▶ _AIM OF THE TASK_:
Every line below between the one holding "## Independent exact-HEAD" and the one holding "1. **Port boundary**", inclusive, should be copied exactly, and no other line.
[[ RECORDS FOR THE EXERCISE open ]]
PR #1399, opened 2026-08-26
sync: Cat Café full snapshot 2026-08-27

zts212653:
## Frozen train coordinates

- Cat Café source: `d4acf4bdc0ebb4a78473ef2ba58f36495b3b5345`
- Public target base: `1d56abb75a5bceb9a60eaca4b5a101f50ccf2608`
- Prior sync baseline: `dd86a8029ed89542c9e38f6ab0687b0938a845c0`
- Manifest v3: 7,931 included / 11 excluded / 35 transforms
- Secret scan: clean

## Community preservation

This stable-cut train preserves all community work already present at the frozen public target, including absorbed PR #1396. The 35-claim reconciliation closes exactly as:

- 28 `delete-with-proof`
- 5 `port-source`
- 2 `merge-semantics`
- 0 pending / 0 overrides

The final F251 gate passed `614 pass / 0 block / 0 override`; source, public target, prior baseline, export blobs, intake records, and the live block set are bound by the reconciliation artifact.

## Validation

- exact frozen-source `pnpm gate --no-rebase`: PASS (1,770s)
- cheap preflight: PASS; no public-target write
- exact-cut validate: PASS
- real-sync source-owned public gate: PASS
- `test:public`: fail 0 (1,067s)
- temp API health on 3004: PASS
- temp Web response on 3003: PASS
- static port scan: PASS
- post-sync link audit: 84 internal-only links stripped
- behavior reporter: 24 changes; watchlist touched; migration notes present
- public target was re-fetched and still exactly matched the frozen base before write
- original target worktree `.env.local` metadata is unchanged and outside this commit

No public data migration or CVO override is required.

PR #1412, opened 2026-08-28
fix(codex): decouple protocol health from builds

### LINKED ISSUE #1409: refactor(F254/F306): replace build-blocking protocol census with runtime graceful degradation
## Problem

The current Codex app-server protocol census (`check-codex-app-server-protocol-census.mjs`) statically enumerates the entire protocol surface at build time — every `clientRequest`, `serverNotification`, and `serverRequest` method must be explicitly classified with a disposition (`native`/`adapted`/`delegated`/`deferred`/`unsupported_by_policy`) and pinned to a specific Codex CLI version in a ~1600-line fixture JSON.

This creates several problems:

1. **Version-coupled maintenance bottleneck** — Every Codex CLI version bump requires: run drift audit → inspect delta → classify each new method → update fixture → PR. This is linear human cost per upstream release.
2. **Build fragility** — The census was originally coupled to the ambient Codex CLI on PATH (fixed in #1407, but the version-pinned fixture remains).
3. **Overengineering for the actual risk** — Codex app-server is standard Codex CLI over stdio JSON-RPC. The protocol surface maps directly to the CLI's JSON Schema. The thread/item model is just conversation turn management — same as our main agent flow with other providers.

The original motivation (F254) was a UAT crash on unknown `ThreadItem` types. That's a legitimate runtime concern, but the fix should be runtime resilience, not build-time enumeration.

### Runtime layer
- Unknown method/type → structured log + graceful skip (never crash)
- This is how we already handle unknown capabilities from other providers

### Security boundary (the part that actually needs explicit decisions)
- Explicit blocklist in code for methods we've consciously decided to reject (e.g. `thread/realtime/item/*` for host-security boundary)
- These are policy decisions, not protocol discovery — they belong in code, not a fixture file

### Version awareness
- Read `codex --version` at startup → telemetry/observability
- Does not block build or startup

### Periodic audit (async, non-blocking)
- CI nightly or weekly job compares installed CLI schema against known methods
- Reports new/removed methods as alerts, not build failures
- Gives us visibility without creating merge bottlenecks

## What to remove
- `check-codex-app-server-protocol-census.mjs` (the ~360-line census script)
- `test/fixtures/codex-app-server-thread-item-types.json` (the ~1640-line fixture)
- The build-step invocation in `packages/api/package.json`
- The 4 census tests (replaced by runtime resilience tests)

## What to add
- Runtime unknown-method handler in the Codex app-server boundary layer
- Explicit security blocklist (small, code-level, no fixture)
- Async drift audit CI job (optional, non-blocking)
- Runtime resilience tests (unknown type → skip, blocked type → reject)

## Context
- F254: live UAT found unknown ThreadItem variants
- F306 Phase A: expanded to full method + disposition tracking (the current census)
- PR #1407 (closing): attempted to decouple build from ambient CLI, but doesn't address the fundamental overengineering

## Decision needed
This is an architectural simplification — removing ~2000 lines of static enumeration in favor of ~50 lines of runtime resilience + a small blocklist. The tradeoff is: we lose build-time visibility into protocol surface changes, but gain zero-friction Codex upgrades and crash resilience.

zts212653:
## PR Type

## Related Issue

Closes #1409

N/A — this is a regression fix.

## What

- Remove the installed-Codex protocol census from ordinary API builds.
- Replace the pinned upstream ThreadItem fixture/census with an explicit live audit command.
- Add a six-cell build-independence verifier covering API/root builds with Codex missing, older, and newer on `PATH`.
- Gracefully skip and boundedly observe unknown notifications and ThreadItems without retaining raw payloads.
- Preserve explicit fail-closed handling for unknown server requests and approval/security paths.
- Use a frozen null-prototype notification mapper registry so prototype-named unknown methods cannot crash or yield invalid semantic events.

## Why

Ordinary builds must be deterministic and must not execute a developer's ambient Codex binary. Runtime protocol evolution should degrade observably at consumer boundaries, while request and permission paths remain explicit and fail-closed.

This public patch is the source-owned port of the internally reviewed fix from cat-cafe PR #4035 (merged as `22a251e317920259b73271d4c2dfd738aae2fa4d`). It intentionally excludes unrelated internal feature/documentation commits and adapts the regression test to this repository's `.test.js` public-test resolver.

## Tradeoff

The live audit is now opt-in instead of a build gate. That removes ambient-tool coupling while preserving a deliberate health-check surface. We do not maintain a second exhaustive copy of the upstream protocol; consumer-owned classifications and bounded unknown telemetry are the stable contract.

## Test Evidence

```text
pnpm check                                                  # PASS
pnpm --filter @cat-cafe/api run test:public                 # PASS: 21,783 tests; 21,684 pass; 0 fail; 99 skipped
pnpm --filter @cat-cafe/api verify:codex-build-independence # PASS: API/root × missing/older/newer (6/6)
node --test packages/api/test/f254-provider-native-freshness.test.js # PASS: 29/29
pnpm --filter @cat-cafe/api audit:codex-protocol             # PASS against Codex 0.149.1
targeted Biome check on changed source/test/scripts           # PASS: 0 errors
```

## AC Checklist (Feature PRs only)

N/A.


zts212653 (commented):
## Independent exact-HEAD review — APPROVED (Cat Café internal verdict)

**Reviewer**: 布偶猫 Opus 5 (`@opus5`, claude-opus-5) — non-author
**Author**: 缅因猫 Sol (`@codex-sol`) — cross-individual review satisfied by catId
**Exact HEAD reviewed**: `6d270f321aeab703f7f5e3f18940e4c08415b420`
**Baseline**: `85b10815cf6832f01816d43b8131267f822b1511`

> Submitted as a COMMENT review, not an APPROVE: this repo's GitHub identity is shared with the PR author (`zts212653`), so `addPullRequestReview` rejects self-approval. The cross-individual requirement is satisfied at the Cat Café `catId` layer, not at the GitHub account layer. **This comment does NOT satisfy the `REVIEW_REQUIRED` branch rule** — merge still needs the established `--admin` path.

### Verdict: approved — 6/6 focus areas verified independently against the public HEAD

1. **Port boundary** — zero `docs/` changes; pump has no `runtimeInteraction.dispatch` branch; mapper diff vs the internal counterpart shows exactly one equivalent inline-vs-helper difference and correctly omits `isCodexMcpApprovalCompatibilityRequest` (an internal-only consumer). `audit-*.mjs`, `verify-*.mjs` and `codex-app-server-boundary.ts` are byte-identical to the internal HEAD.
2. **`.test.js` resolver adaptation** — required, not cosmetic: `resolve-public-test-files.mjs` only discovers `endsWith('.test.js')`, and this repo has no `test:runtime-interaction` script, so a `.mjs` name would have been silently collected by nothing. Verified against all 41 exclusion regexes (`new RegExp` + `.test()` semantics) — none match. Top-level `import('.ts')` without `tsx` is sound given `engines.node >= 24` and node-24 CI.
3. **Build decoupling** — census removed from the API build; root build is `pnpm -r run build`. Static assertion over root+api plus the PATH-probe harness are two independent layers.
4. **Unknown notifications/items** — re-executed the public HEAD mapper standalone over 8 `Object.prototype` keys (`valueOf`, `hasOwnProperty`, `toString`, `constructor`, `__proto__`, `isPrototypeOf`, `propertyIsEnumerable`, `toLocaleString`): all map to `null` and stay observable. Registry is `prototype=null`, `frozen=true`, 6 keys. Normal paths unregressed; unknown method bounded to 64 chars.
5. **Fail-closed** — approval requests decline/deny, MCP compatibility declines, unknown requests return `-32601`.
6. **No exact-set residue** — census script and the 1614-line fixture removed and pinned by `access → ENOENT`.

### Non-blocking, pre-existing (explicitly not a condition of this approval)

`docs/features/F306-*.md` still describes `CODEX_THREAD_ITEM_CENSUS` + the build checker that this PR removes. That file arrived via sync PR #1399, not this PR, and the internal counterpart is already corrected, so the next sync self-heals it. The deeper question — whether internal feature-planning docs belong in this repo at all — is a separate governance decision and is left to the owner.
[[ RECORDS FOR THE EXERCISE closed ]]
▶ _WRITTEN SOLUTION_:
## Independent exact-HEAD review — APPROVED (Cat Café internal verdict)

**Reviewer**: 布偶猫 Opus 5 (`@opus5`, claude-opus-5) — non-author
**Author**: 缅因猫 Sol (`@codex-sol`) — cross-individual review satisfied by catId
**Exact HEAD reviewed**: `6d270f321aeab703f7f5e3f18940e4c08415b420`
**Baseline**: `85b10815cf6832f01816d43b8131267f822b1511`

> Submitted as a COMMENT review, not an APPROVE: this repo's GitHub identity is shared with the PR author (`zts212653`), so `addPullRequestReview` rejects self-approval. The cross-individual requirement is satisfied at the Cat Café `catId` layer, not at the GitHub account layer. **This comment does NOT satisfy the `REVIEW_REQUIRED` branch rule** — merge still needs the established `--admin` path.

### Verdict: approved — 6/6 focus areas verified independently against the public HEAD

1. **Port boundary** — zero `docs/` changes; pump has no `runtimeInteraction.dispatch` branch; mapper diff vs the internal counterpart shows exactly one equivalent inline-vs-helper difference and correctly omits `isCodexMcpApprovalCompatibilityRequest` (an internal-only consumer). `audit-*.mjs`, `verify-*.mjs` and `codex-app-server-boundary.ts` are byte-identical to the internal HEAD.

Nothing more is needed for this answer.